Working from the listing below, pick each line containing the word "Implementations" and copy it.
*** Materials provided
PR #231, opened 2025-08-01
Fixed HTTPSig example + removed duplicate in ack section

### LINKED ISSUE #228: Fix example for HTTP Sig
rfc9421 uses 
* "Content-Digest" instead of "Digest", as header name of the digest, 
* "(request-target)" is now "@request-target"
* @authority might be used instead of host

maybe those should be adopted at https://github.com/cs3org/OCM-API/blob/develop/IETF-RFC.md?plain=1#L1017 for consistency?

_Originally posted by @KrausMatthias in https://github.com/cs3org/OCM-API/issues/209#issuecomment-3119425270_

glpatcern:
Fixes #228

### DIFF
--- a/IETF-RFC.md
+++ b/IETF-RFC.md
@@ -925,22 +925,22 @@ Here is an example of headers needed to sign a request.
 
 ~~~~~
   {
-    "(request-target)": "post /path",
+    "@request-target": "post /path",
     "content-length": 380,
     "date": "Mon, 08 Jul 2024 14:16:20 GMT",
-    "digest": "SHA-256=U7gNVUQiixe5BRbp4Tg0xCZMTcSWXXUZI2\\/xtHM40S0=",
+    "content-digest": "SHA-256=U7gNVUQiixe5BRbp4Tg0xCZMTcSWXXUZI2\\/xtHM40S0=",
     "host": "hostname.of.the.recipient",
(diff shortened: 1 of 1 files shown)


IETF-RFC.md
KrausMatthias, line 1: I think you missed some occurences of (request-target) and digest (somehow in github I can't comment on lines to far away from your changes).

@request-target is not a required part of the signature?

KrausMatthias (changes requested):

IETF-RFC.md
glpatcern: Right, now I went for a full search without just relying on my memory ;-)

glpatcern:
@KrausMatthias if `@request-target` is optional, we may just omit it from the example, just to keep it the simplest possible. Please have a look at it now

IETF-RFC.md
KrausMatthias: LGTM now :)

I don't know if droping @request-target from required signature parameters was intended though, just noticed it is not listed at https://github.com/cs3org/OCM-API/pull/231/files#diff-371e2d091f4292c62681d09a829854e2834ac93a195d6e17727927f9f0bf1344L1004 right now

KrausMatthias (approved):

IETF-RFC.md
glpatcern: Yep, as commented, if @request-target is optional, we may just omit it from the example to keep it simpler. After all this is an example, not a prescriptive part of the spec :)

mickenordin (approved):

PR #233, opened 2025-08-04
fix: description based on IETF I-D

MahdiBaghbani:
During a review with @KrausMatthias, we found out the OpenApi spec is a bit outdates, I'll go through the changes and try to sync it.

### DIFF
--- a/spec.yaml
+++ b/spec.yaml
@@ -548,7 +548,7 @@ components:
         resourceType:
           type: string
           description: |
-            Resource type (file, folder, calendar, contact, ...)
+            Resource type (file, calendar, contact, ...)
           example: file
         expiration:
           type: integer
@@ -771,7 +771,7 @@ components:
         resourceType:
           type: string
           description: |
-            Resource type (file, folder, user, calendar, contact, ...)
+            Resource type (file, user, calendar, contact, ...)
         providerId:
           type: string
           description: |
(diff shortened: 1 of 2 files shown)


spec.yaml
```diff
@@ -348,15 +348,18 @@ components:
...
+                  contain more than one resource type object per given `name`
                 example: file
               shareTypes:
                 type: array
                 description: |
-                  The supported recipient share types.
-                  Implementations MUST support `user` at a minimum.
+                  The supported recipient share types. 
+                  MUST contain `"user"` at a minimum, plus optionally 
+                  `"group"` and `"federation"`. Example: `["user"]`
```
```suggestion
                  `"group"` and `"federation"`.
```
(the example is given below)

spec.yaml
```diff
@@ -348,15 +348,18 @@ components:
               name:
                 type: string
                 description: >
-                  A supported resource type (file, folder, calendar, contact,
-                  ...).
-                  Implementations MUST support `file` at a minimum.
+                  A supported resource type (file, folder, calendar, contact, ...).
```
glpatcern: The formatting was adjusted to fit 72 chars per line per IETF constraint. We could actually add a linting action to check for that.
```suggestion
                  A supported resource type (file, calendar, contact, ...). 
```

glpatcern (changes requested):
Well spotted, yet I have a couple of small things to fix

glpatcern (approved):

Issue #229, opened 2025-08-01
How to get the Sending Server from Notifications without request signature


KrausMatthias:
Hi, 

I'm currently trying to implement the 1.2.0 spec in [OpenCloudMesh-rs](https://codeberg.org/OpenGeoMesh/OpenCloudMesh-rs).

As far as I understand the ```providerId``` identifying a share is only unique per provider (Sending Server), so to uniquely identify a share I need ```providerId``` and the Sending Server.

If there is a request signature, I could get the Sending Server via the `keyId`, but as the request signature is optional I don't necessarily have that and I don't see how I would get the Sending Server then, e.g. from a `SHARE_UNSHARED` notification?

mickenordin:
You should get the sending server by parsing the sender field, that means splitting the string on `@` and taking _the last_ part. For instance if I send you a share, the sender will be: `kano@sunet.se@sunet.drive.sunet.se` in that case, the sending server is `sunet.drive.sunet.se`.

mickenordin:
The process is discribed here: https://github.com/cs3org/OCM-API/blob/develop/IETF-RFC.md#process

And by the way, very cool that you are doing a rust implementation of OCM. You are welcome to join the matrix channel if you haven't already: https://matrix.to/#/#cs3org_OCM:gitter.im if you like to chat or ask questions.

KrausMatthias:
Thank you! As far as I can tell the `sender` is only contained in the [Share Creation Notification](https://github.com/cs3org/OCM-API/blob/develop/spec.yaml#L474) to `/shares`, but not in the [Notifications](https://github.com/cs3org/OCM-API/blob/develop/spec.yaml#L751) to `/notifications` ?

mickenordin:
> Thank you! As far as I can tell the `sender` is only contained in the [Share Creation Notification](https://github.com/cs3org/OCM-API/blob/develop/spec.yaml#L474) to `/shares`, but not in the [Notifications](https://github.com/cs3org/OCM-API/blob/develop/spec.yaml#L751) to `/notifications` ?

I see, yes, I think you are right. This looks like a spec bug, we reference Share Creation Notification for providerId, but we don't have sender in other notifications. We should have that.

glpatcern:
Closing this as the "fix" (use httpsig) was merged. We know we have a broader work to do with notifications, which goes beyond this specific issue.

PR #234, opened 2025-08-04
Notifications SHOULD use httpsig for sender authentification

KrausMatthias:
Alternative proposal for #229 which avoids adding additional required fields (#230)

### DIFF
--- a/IETF-RFC.md
+++ b/IETF-RFC.md
@@ -805,6 +805,13 @@ of trusted users, along with any related share. The recipient MAY
 reciprocally remove that provider from the list of trusted users, along
 with any related share.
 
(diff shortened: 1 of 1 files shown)


glpatcern:
I like this proposal, which also goes in the direction of "securing" all endpoints.

Also, to overcome backwards compatibility issues, we have introduced the concept of `requirements` to basically signal the other party that a recommended behavior such as `SHOULD use httpsig` becomes a mandatory requirement. This would fit very well.

mickenordin (approved):
I think this is good, let's do it :)

glpatcern (approved):

PR #986, opened 2024-04-17
coverage for steth and 4626

jrhea:
# Description

Add tests for these coredeployers

- [ ] **Testing**


contracts/src/deployers/steth/StETHHyperdriveCoreDeployer.sol
```diff
@@ -31,14 +31,13 @@ contract StETHHyperdriveCoreDeployer is IHyperdriveCoreDeployer {
...
     ) external returns (address) {
-        return (
-            address(
-                // NOTE: We hash the sender with the salt to prevent the
-                // front-running of deployments.
-                new StETHHyperdrive{
-                    salt: keccak256(abi.encode(msg.sender, _salt))
-                }(_config, target0, target1, target2, target3, target4)
-            )
+        address deployAddress = address(
```
jalextowle, line 34: Nit: I think `hyperdrive `would be a more intuitive name.

```suggestion
        address hyperdrive = address(
```

test/integrations/deployers/StethDeployerCoordinator.t.sol
```diff
@@ -0,0 +1,103 @@
...
+import { HyperdriveFactory } from "contracts/src/factory/HyperdriveFactory.sol";
+import { AssetId } from "contracts/src/libraries/AssetId.sol";
+import { FixedPointMath, ONE } from "contracts/src/libraries/FixedPointMath.sol";
+import { ERC20Mintable } from "contracts/test/ERC20Mintable.sol";
+import { MockLido } from "contracts/test/MockLido.sol";
+import { HyperdriveTest } from "test/utils/HyperdriveTest.sol";
+import { DeployerCoordinatorTest, MockHyperdriveDeployerCoordinator } from "test/integrations/deployers/DeployerCoordinator.t.sol";
+import { Lib } from "test/utils/Lib.sol";
+
+contract StethDeployerCoordinatorTest is DeployerCoordinatorTest {
```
******
### Solution for this exercise
-                  Implementations MUST support `user` at a minimum.
-                  Implementations MUST support `file` at a minimum.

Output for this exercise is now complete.